Endpoint security: is identity the new digital perimeter?
Panellists also spoke about the relevance of identity as the new digital perimeter. In Harris’s view, it is the only viable option since the old ‘castle-and-moat’ model is incompatible with how almost any network of service in the world operates nowadays. In the ‘castle-and-moat’ network security model, no one outside a network is able to access data on the inside, but everyone inside the network can.
Identity has to be the new parameter, we have to have zero trust.
“We're in an age of amazing digital transformation, of increasing accessibility in so many things, including healthcare,” Harris said. “The old security models don't work with that, so either you're not keeping up with the business, or you are dragging the business into the past. Identity has to be the new parameter, we have to have zero trust.”
He added, however, that this new parameter also needs to be easy for users. To make identity seamless for users, Harris and his team are looking at single sign-on, password-less environments and device-based authentication, among other things.
“Obviously, there are trade-offs to be made, that's not going to be appropriate for all environments,” he continued. “But in my dream scenario, a user’s fingerprint is read through their keyboard or something like that, they don't even know it's happening and they don't actually have to stop and authenticate once but from a systems point of view, they are authenticated constantly.”
Rubrik’s James Blake highlighted the challenges of implementing zero trust in large organisations with millions of assets and legacy technologies that can stretch back decades. Businesses should be realistic and come to terms that not all data can be constantly protected and that the zero trust model is not 100% infallible.
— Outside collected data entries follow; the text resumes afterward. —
PR #2464, opened 2016-11-25
Port site-ssh command to Annotated.

weitzman:
The only real change here is that the optional bash at the end must be quoted to form one argument. I didn't bother trying to figure out how to preserve that. I guess I could remove the strict option handling from this command if this feature goes away. Thoughts?


weitzman:
I just removed a test which which checks for the multiple argument bash variant which i propose not to support. yet the tests suggests that this multiple argument variant is preferred. ping @greg-1-anderson for an opinion on whether to continue supporting it.

weitzman:
Just pushed a change that brings back the multiple argument variant. Tests are green so merged.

Instead, he recommended organisations focus on the important data that needs to be secured.
Blake said: “It comes back to that digital transformation, we need to make sure we embrace the right levels of authentication and access restriction to be able to deliver zero trust across all of our IT infrastructure projects, which need security to be embedded. They're not just a tack-on at the end of the project but added during the design phases, the architecture phases and everything else.”
Instead of retrofitting zero trust into a fragile and complex environment, Blake suggested doing a risk assessment on the effects of replacing legacy systems to assess which benefits that would bring, how it would impact public service delivery and how it would benefit citizens. Although he also agreed that zero trust is the way to go, careful consideration should be given to all the different components that make central government complex.
“I think we need to get to truly secure data, otherwise government is going to waste a lot of money making the system more complex, and complexity is the enemy of resilience,” added Blake.